WEST MIAMI-DADE, FLA. (WSVN) - As South Florida homeowners worry about how their homes will stand up to the weather during a hurricane or storm surge, researchers at Florida International University are studying the interaction between these weather systems and infrastructure.

Professor Arindam Gan Chowdhury with FIU’s Civil and Environmental Engineering Department recently spoke with 7News about the study.

“We want to understand the interaction of those very strong storms with our built environment,” he said.

The National Science Foundation awarded FIU’s Extreme Events Institute a $12.8 million grant to design a full-scale testing facility capable of producing winds of 200 mph, along with a water basin to simulate storm surge and wave action in extreme winds.

“If we understand that interaction, then we should be able to design better infrastructure and better houses,” said Chowdhury.

FIU already has its Wall of Wind, a large-scale hurricane simulator capable of generating 157 mph wind speeds.

“We have to catch up with nature.

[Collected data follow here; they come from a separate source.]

PR #1337, opened 2019-07-14
local_snapshots: transactions pruning

### LINKED ISSUE #1104: Local Snapshots - DB prunning

tsvisabo:
Fixes #1104 

The pruning is done through the service thread, milestone by milestone
There are no jobs and no serialization of pending transactions which weren't pruned due to a shut down
because pruning is sequential and the way to determine which milestone was lastly pruned is by checking the first milestone in the database against metadata file initial milestone index

Run with both:
`local-snapshots-prunning-enabled`
and 
`local-snapshots-enabled`

set to `true`


common/storage/sql/sqlite3/tests/test_sqlite3.c
```diff
@@ -381,6 +394,33 @@ void test_transactions_arrival_time(void) {
   transaction_free(test_tx);
 }
 
+void test_transactions_delete_one_transaction(void) {
```
thibault-martinez: Can we add a test to actually try that batch deletion can delete many txs ?

ciri/consensus/snapshot/snapshots_service.h
```diff
@@ -65,12 +66,13 @@ retcode_t iota_snapshots_service_destroy(snapshots_service_t *const snapshots_se
  * Takes a snapshot and applies it
  *
  * @param snapshots_service The service
+ * @param pruning_manager The pruning_manager
```
thibault-martinez:
```suggestion
 * @param ps The pruning service
```

ciri/consensus/snapshot/local_snapshots/local_snapshots_manager.h
```diff
@@ -31,6 +34,7 @@ typedef struct local_snapshots_manager_s {
   milestone_tracker_t const *mt;
   snapshots_service_t *snapshots_service;
   size_t last_snapshot_transactions_count;
+  pruning_service_t ps;
```
thibault-martinez, line 37: Shouldn't it be in the consensus struct with all the other components ?

common/storage/sql/statements.c
```diff
@@ -105,6 +105,9 @@ char *iota_statement_transaction_metadata_clear =
     "UPDATE " TRANSACTION_TABLE_NAME " SET " TRANSACTION_COL_SNAPSHOT_INDEX "=0," TRANSACTION_COL_SOLID
     "=0," TRANSACTION_COL_VALIDITY "=0";
 
+char *iota_transaction_delete_by_hashes =
+    "DELETE FROM " TRANSACTION_TABLE_NAME " WHERE " TRANSACTION_COL_HASH " IN (?)";
```
thibault-martinez: Why is it a `IN(?)` if we do an SQL transaction ? It's either a `WHERE =` with a transaction or an `IN(?)` without transaction but by concatenating all the hashes ?

ciri/consensus/snapshot/local_snapshots/local_snapshots_manager.c
```diff
@@ -124,10 +126,16 @@ retcode_t iota_local_snapshots_manager_init(local_snapshots_manager_t *lsm,
 
   cond_handle_init(&lsm->cond_local_snapshots);
 
+  if (lsm->conf->local_snapshots.pruning_is_enabled) {
+    iota_local_snapshots_pruning_service_init(&lsm->ps, lsm->snapshots_service->snapshots_provider,
```
thibault-martinez: Check return

ciri/consensus/snapshot/local_snapshots/local_snapshots_manager.c
```diff
@@ -124,10 +126,16 @@ retcode_t iota_local_snapshots_manager_init(local_snapshots_manager_t *lsm,
...
+                                              spent_addresses_service, tips_cache, conf);
+  }
+
   return RC_OK;
 }
 
 retcode_t iota_local_snapshots_manager_start(local_snapshots_manager_t *const lsm) {
+  retcode_t ret;
```
thibault-martinez, line 140: New line

ciri/consensus/snapshot/local_snapshots/local_snapshots_manager.c
```diff
@@ -152,6 +164,10 @@ retcode_t iota_local_snapshots_manager_stop(local_snapshots_manager_t *const lsm
     return RC_OK;
   }
 
+  if (lsm->conf->local_snapshots.pruning_is_enabled) {
+    ERR_BIND_RETURN(iota_local_snapshots_pruning_service_stop(&lsm->ps), ret);
```
thibault-martinez: We should not return in case of failure here. It would mean we never get to signal and join and cIRI would be stuck. We should just assign `ret` and return it at the end.

ciri/consensus/snapshot/local_snapshots/local_snapshots_manager.c
```diff
@@ -172,6 +188,10 @@ retcode_t iota_local_snapshots_manager_destroy(local_snapshots_manager_t *const
     return RC_STILL_RUNNING;
   }
 
+  if (lsm->conf->local_snapshots.pruning_is_enabled) {
+    ERR_BIND_RETURN(iota_local_snapshots_pruning_service_destroy(&lsm->ps), ret);
```
thibault-martinez: Same, we shouldn't return because it would mean not releasing all memory.

ciri/consensus/snapshot/local_snapshots/pruning_service.h
```diff
@@ -0,0 +1,97 @@
...
+  lock_handle_t lock_handle;
+  snapshot_t *new_snapshot;
+  spent_addresses_service_t *spent_addresses_service;
+  tips_cache_t *tips_cache;
+} pruning_service_t;
+
+/**
+ * Initializes a pruning service
+ *
+ * @param ps[out] The pruning service
```
thibault-martinez: The `[]` need to be tied to the `@param` to be detected by Doxygen. Like `@param[out]`.

ciri/consensus/snapshot/local_snapshots/pruning_service.h
```diff
@@ -0,0 +1,97 @@
...
+ * @param snapshot_provider[in] The snapshots provider
+ * @param spent_addresses_service[in, out] The spent addresses service
+ * @param conf The consensus's conf [in]
+ *
```
thibault-martinez, line 47: You're missing a parameter

thibault-martinez (changes requested):

ciri/consensus/snapshot/local_snapshots/local_snapshots_manager.h
tsvisabo: If there will ever be a need for other consensus components to use pruning we can move it,
but for now its best be encapsulated in here

common/storage/sql/statements.c
tsvisabo: how can you delete multiple rows then?

thibault-martinez: By doing an SQL transaction, that's how we do for batch updating snapshot indexes for example. Here you're not really using the `IN()` feature, you're giving it only one hash at a time.

ciri/consensus/snapshot/local_snapshots/local_snapshots_manager.c
tsvisabo: it won't actually because there' `cond_handle_timedwait` blocking, 
but still, good catch

ciri/consensus/tangle/tangle.h
```diff
@@ -107,6 +107,8 @@ retcode_t iota_tangle_transaction_approvers_count(tangle_t const *const tangle,
 
 retcode_t iota_tangle_transaction_metadata_clear(tangle_t const *const tangle);
 
+retcode_t iota_tangle_transaction_delete(tangle_t const *const tangle, hash243_set_t const hashes);
```
thibault-martinez: Can you make it plural ? `iota_tangle_transactions_delete`

common/storage/storage.h
```diff
@@ -117,6 +117,8 @@ extern retcode_t iota_stor_transaction_find(storage_connection_t const* const co
 
 extern retcode_t iota_stor_transaction_metadata_clear(storage_connection_t const* const connection);
 
+extern retcode_t iota_stor_transaction_delete(storage_connection_t const* const connection, hash243_set_t const hashes);
```
thibault-martinez: Can you make it plural ? `iota_stor_transactions_delete`

ciri/consensus/snapshot/local_snapshots/local_snapshots_manager.c
```diff
@@ -110,7 +110,10 @@ bool iota_local_snapshots_manager_should_take_snapshot(local_snapshots_manager_t
 
 retcode_t iota_local_snapshots_manager_init(local_snapshots_manager_t *lsm,
                                             snapshots_service_t *const snapshots_service,
-                                            iota_consensus_conf_t *const conf, milestone_tracker_t const *const mt) {
+                                            iota_consensus_conf_t *const conf, milestone_tracker_t const *const mt,
+                                            spent_addresses_service_t *const spent_addresses_service,
+                                            tips_cache_t *const tips_cache) {
+  retcode_t ret = RC_OK;
```
thibault-martinez, line 116: New line

ciri/consensus/snapshot/local_snapshots/local_snapshots_manager.c
```diff
@@ -124,10 +127,17 @@ retcode_t iota_local_snapshots_manager_init(local_snapshots_manager_t *lsm,
...
+    ERR_BIND_RETURN(iota_local_snapshots_pruning_service_init(&lsm->ps, lsm->snapshots_service->snapshots_provider,
+                                                              spent_addresses_service, tips_cache, conf),
+                    ret);
+  }
+
+  return ret;
 }
 
 retcode_t iota_local_snapshots_manager_start(local_snapshots_manager_t *const lsm) {
+  retcode_t ret;
```
thibault-martinez, line 140: New line

ciri/consensus/snapshot/local_snapshots/pruning_service.h
```diff
@@ -0,0 +1,98 @@
...
+ * @return a status code
+ */
+retcode_t iota_local_snapshots_pruning_service_destroy(pruning_service_t *const ps);
+
+/**
+ * Updates the last snapshot index so all transactions before it should be pruned
+ *
+ * @param[out] ps The pruning service
+ * @param snapshot[in] The last snapshot
```
thibault-martinez: Tied to `@param`

thibault-martinez (changes requested):

ciri/consensus/snapshot/local_snapshots/pruning_service.c
```diff
@@ -0,0 +1,333 @@
...
+  *should_stop = false;
+  *should_branch = true;
+  collect_transactions_for_pruning_do_func_params_t *params = data;
+
+  if (pack->num_loaded == 0) {
+    *should_branch = false;
+    return RC_OK;
+  }
+
+  transaction_snapshot_index((iota_transaction_t *)pack->models[0]);
```
thibault-martinez: Why for ?

ciri/consensus/snapshot/local_snapshots/pruning_service.c
```diff
@@ -0,0 +1,333 @@
...
+
+  if (transaction_snapshot_index((iota_transaction_t *)pack->models[0]) == 0) {
+    if ((ret = hash243_set_add(params->transactions_to_prune, hash)) != RC_OK) {
+      return ret;
+    }
+    *should_branch = true;
```
thibault-martinez, line 62: It's already `true` by default

ciri/consensus/snapshot/local_snapshots/pruning_service.c
```diff
@@ -0,0 +1,333 @@
...
+  }
+
+  return RC_OK;
+}
+
+static retcode_t collect_transactions_for_pruning_do_func(flex_trit_t *hash, iota_stor_pack_t *pack, void *data,
+                                                          bool *should_branch, bool *should_stop) {
+  retcode_t ret = RC_OK;
+  *should_stop = false;
+  *should_branch = false;
```
thibault-martinez, line 72: Maybe we should harmonize the default values

ciri/consensus/snapshot/local_snapshots/pruning_service.c
```diff
@@ -0,0 +1,333 @@
...
+
+  if (current_snapshot_index >= params->current_snapshot_index) {
+    *should_branch = true;
+    if ((ret = hash243_set_add(params->transactions_to_prune, hash)) != RC_OK) {
+      return ret;
+    }
+
+    ERR_BIND_RETURN(
+        tangle_traversal_dfs_to_future(params->tangle, collect_unconfirmed_future_transactions_for_pruning_do_func,
+                                       hash, NULL, &params),
```
thibault-martinez: Shouldn't we give `params->transactions_to_prune` as `analyzed_hashes_param` instead of NULL here ?

ciri/consensus/snapshot/local_snapshots/pruning_service.c
```diff
@@ -0,0 +1,333 @@
...
+  {
+    connection_config_t db_conf = {.db_path = ps->conf->tangle_db_path};
+
+    if (iota_tangle_init(&tangle, &db_conf) != RC_OK) {
+      log_critical(logger_id, "Failed in initializing db\n");
+      return NULL;
+    }
+  }
+
+  spent_addresses_provider_t sap;
```
thibault-martinez: Can you declare it on top ?

ciri/consensus/snapshot/local_snapshots/pruning_service.c
```diff
@@ -0,0 +1,333 @@
...
+  {
+    connection_config_t db_conf = {.db_path = ps->spent_addresses_service->conf->spent_addresses_db_path};
+
+    if (ps->spent_addresses_service->conf->spent_addresses_files == NULL) {
+      return RC_OK;
```
thibault-martinez: You can't return `RC_OK` here.

thibault-martinez: Also, it's fine if there is no file, why return ?

ciri/consensus/snapshot/local_snapshots/pruning_service.c
```diff
@@ -0,0 +1,333 @@
...
+    }
+
+    if (iota_spent_addresses_provider_init(&sap, &db_conf) != RC_OK) {
+      log_error(logger_id, "Initializing spent addresses database connection failed\n");
+      goto cleanup;
+    }
+  }
+
+  DECLARE_PACK_SINGLE_MILESTONE(milestone, milestone_ptr, milestone_pack);
```
thibault-martinez: Declare on top

ciri/consensus/snapshot/local_snapshots/pruning_service.c
```diff
@@ -0,0 +1,333 @@
...
+  iota_tangle_milestone_load_first(&tangle, &milestone_pack);
+
+  lock_handle_lock(&ps->lock_handle);
```
thibault-martinez: The lock doesn't really have to be in the struct, for the other components we declare it directly on the routine

ciri/consensus/snapshot/local_snapshots/pruning_service.c
```diff
@@ -0,0 +1,333 @@
...
+      if (prune_transactions(ps, &tangle, &sap) != RC_OK) {
+        goto cleanup;
+      }
+      cond_handle_timedwait(&ps->cond_pruning_service, &ps->lock_handle, PRUNING_RESCAN_INTERVAL_SHORT_MS);
+    }
+    lock_handle_lock(&ps->lock_handle);
+    end_timestamp = current_timestamp_ms();
+    log_info(logger_id, "Pruning from % " PRIu64 " to % " PRIu64 " took % " PRIu64 " milliseconds\n", start_index,
+             ps->last_pruned_snapshot_index, end_timestamp - start_timestamp);
+    cond_handle_timedwait(&ps->cond_pruning_service, &ps->lock_handle, PRUNING_RESCAN_INTERVAL_MS);
```
thibault-martinez: Isn't 1s a bit too much ?

ciri/consensus/snapshot/local_snapshots/pruning_service.c
```diff
@@ -0,0 +1,333 @@
...
+  memset(ps, 0, sizeof(pruning_service_t));
+  logger_helper_release(logger_id);
+  lock_handle_destroy(&ps->lock_handle);
+
+  return ret;
+}
+
+void iota_local_snapshots_pruning_service_update_current_snapshot(pruning_service_t *const ps,
+                                                                  snapshot_t *const snapshot) {
+  lock_handle_lock(&ps->lock_handle);
```
thibault-martinez: You shouldn't mix the lock needed by the cond var and the lock needed for the data

ciri/consensus/snapshot/local_snapshots/pruning_service.c
```diff
@@ -0,0 +1,333 @@
...
+  ps->last_snapshot_index_to_prune = snapshot->metadata.index;
+  lock_handle_unlock(&ps->lock_handle);
+
+  ps->new_snapshot = snapshot;
+  cond_handle_signal(&ps->cond_pruning_service);
```
thibault-martinez, line 351: Why is there a timer in the first place since we can signal it when we need it ? I don't think we need a timer at all.

ciri/consensus/snapshot/local_snapshots/pruning_service.c
```diff
@@ -0,0 +1,333 @@
...
+
+retcode_t iota_local_snapshots_pruning_service_start(pruning_service_t *const ps) {
+  if (ps == NULL) {
+    return RC_NULL_PARAM;
+  }
+
+  ps->running = true;
+
+  log_info(logger_id, "Spawning pruning service thread\n");
+  if (thread_handle_create(&ps->pruning_service_thread, (thread_routine_t)pruning_service_routine, ps) != 0) {
```
thibault-martinez, line 296: Is it a thread because we expect the pruning to take a long time ? Can't it be done by the LS manager thread itself ?

ciri/consensus/snapshot/local_snapshots/pruning_service.c
```diff
@@ -0,0 +1,333 @@
...
+  ERR_BIND_GOTO(collect_transactions_to_prune(ps, tangle, sap, milestone.hash, &transactions_to_prune), err, cleanup);
+  ERR_BIND_GOTO(iota_tangle_transaction_delete(tangle, transactions_to_prune), err, cleanup);
+  hash243_set_free(&transactions_to_prune);
+  // It's important to delete the milestone only after all it's past cone has been deleted to avoid dangle transactions
+  hash243_set_add(&transactions_to_prune, milestone.hash);
+  ERR_BIND_GOTO(iota_tangle_milestone_delete(tangle, milestone.hash), err, cleanup);
+  log_info(logger_id,
+           "Snapshot index % " PRIu64 " was pruned successfully, % " PRIu64 " transactions were removed from db\n",
+           ps->last_pruned_snapshot_index, hash243_set_size(transactions_to_prune));
+  ps->last_pruned_snapshot_index++;
```
thibault-martinez: Isn't it actually the next snapshot index to be pruned ?

ciri/consensus/snapshot/local_snapshots/pruning_service.c
```diff
@@ -0,0 +1,333 @@
...
+  hash243_set_t transactions_to_prune = NULL;
+
+  ERR_BIND_GOTO(iota_tangle_milestone_load_by_index(tangle, ps->last_pruned_snapshot_index, &milestone_pack), err,
+                cleanup);
+
+  ERR_BIND_GOTO(collect_transactions_to_prune(ps, tangle, sap, milestone.hash, &transactions_to_prune), err, cleanup);
+  ERR_BIND_GOTO(iota_tangle_transaction_delete(tangle, transactions_to_prune), err, cleanup);
+  hash243_set_free(&transactions_to_prune);
+  // It's important to delete the milestone only after all it's past cone has been deleted to avoid dangle transactions
+  hash243_set_add(&transactions_to_prune, milestone.hash);
```
thibault-martinez: Why ?

ciri/consensus/snapshot/local_snapshots/pruning_service.c
```diff
@@ -0,0 +1,333 @@
...
+  ERR_BIND_GOTO(iota_tangle_milestone_delete(tangle, milestone.hash), err, cleanup);
+  log_info(logger_id,
+           "Snapshot index % " PRIu64 " was pruned successfully, % " PRIu64 " transactions were removed from db\n",
+           ps->last_pruned_snapshot_index, hash243_set_size(transactions_to_prune));
```
thibault-martinez: You won't have the right size since you freed the set. You'll always have `1` here.

ciri/consensus/snapshot/local_snapshots/pruning_service.c
```diff
@@ -0,0 +1,333 @@
...
+  hash243_set_entry_t *iter = NULL, *tmp = NULL;
+  bool spent;
+
+  params.current_snapshot_index = ps->last_pruned_snapshot_index + 1;
+
+  ERR_BIND_GOTO(tangle_traversal_dfs_to_past(params.tangle, collect_transactions_for_pruning_do_func, entry_point_hash,
+                                             ps->conf->genesis_hash, NULL, &params),
+                err, cleanup);
+
+  entry_point_has_no_solid_entry_points_in_past_cone = true;
```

Nature is throwing harder events at us,” said Richard Olson, director of the Extreme Events Institute.

Researchers want to have a facility that would simulate the effects of wind and water together.

The team at the institute said that as storms become more intense, the more important it is to understand them in order to protect communities.

“If we don’t get research and testing ahead of what is coming, we will be playing catch-up, and you do not want to be playing catch-up on a disaster,” said Olson.

After four years and a prototype, researchers said, they are hopeful to have a blueprint to design an actual facility.